In yesterday's passage Ezra confessed, wept, prayed and threw himself on the ground in front of the Temple, gathering a crowd of men, women and children who wept bitterly with him.
Shecaniah said they would make a covenant with the Lord to divorce their pagan wives and send away their children.
Ezra went inside but continued his fast. All of the exiles in Jerusalem and Judah gathered to hear Ezra tell them they had sinned and to separate themselves from the people of the land and the pagan women.
Most agreed but a few didn't. It took three months to get it all done. The Book of Ezra ends with the list of those had intermarried, 111.
This is one of the very few lists of sinners in the Bible.
It balances the longer list of exiles returning from Babylon in Ezra 2 and Ezra 8.
But it's the list of sinners that ends Ezra, not the building of the temple which takes up most of the book. In order to finish my temple, I have to separate myself from my sins.
How am I doing in that regard? Not nearly as well as I wish.
When I first read Chapter 10, I felt sorry for the pagan wives and children.
"That's not fair!" I said to myself.
My reaction showed me just how steeped I am in humanist, worldly attitudes.
I wanted a compromise for them.
I was just like Jonathan, Jahzeiah, Meshullam and Shabbethai in verse 15, who opposed the divorce and separation.
I had to chastize myself and remind myself to read the passage according to redemption history and interpet myself in ligh to it.
It was a moment of shock for me to realize I had sinned in the way I read the Bible!
I was appalled at myself, at how small the progress was in building my temple.
I couldn't even separate myself from a humanist point of view!
How was I ever going to build my temple if I was constantly compromising God's redemptive word for me?
The shock of how I read Chapter 10 made me reflect on the 15 year denial of my first wife's alcoholism.
In the long denial, I was not separating myself from her alcoholism, her addiction to alcohol. By not separating myself from it, I became part of it.
I became an addict too, but my addiction was to my denial.

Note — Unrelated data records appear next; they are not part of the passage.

PR #1087, opened 2021-01-12
Tag response metrics with endpoint

jkozlowski:
## After this PR
==COMMIT_MSG==

==COMMIT_MSG==

### DIFF
--- a/dialogue-core/src/main/java/com/palantir/dialogue/core/TimingEndpointChannel.java
+++ b/dialogue-core/src/main/java/com/palantir/dialogue/core/TimingEndpointChannel.java
@@ -48,12 +48,12 @@ final class TimingEndpointChannel implements EndpointChannel {
         this.responseTimer = metrics.response()
                 .channelName(channelName)
                 .serviceName(endpoint.serviceName())
-                .endpointName(endpoint.endpointName())
+                .endpoint(endpoint.endpointName())
                 .build();
         this.ioExceptionMeter = metrics.responseError()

That's what Ezra understood.
Unless the exiles separated themselves, they would become just like those they were wedded to, slaves to sin.
And because I was included in my first wife's alcoholism, unwilling to stand apart from it, I could not help her separate herself from her addiction.
I was worse than she was.
There is no compromise with God.
Jesus tells me that over and over.
I cannot serve God and Money too.
I need to sell everything and buy the pearl of great price.
I need to forgive not once, not seven times but seven times seventy-seven times!
Love of God is not love of man. It's different.
They are at odds with each other.
Jesus tells us that we cannot love father, mother, siblings, children or spouse more than him.
In Today's passage Ezra says the same thing. Distinguish. Separate.
Lord, I pray that I can see my world with your eyes so that I will see my sins and separate myself from them.
Let me not compromise with my sins and endanger my salvation.
Forgive me the long denial of my first wife's alcoholism.
Keep me separate from the world. Make me holy, I pray, in Jesus' name.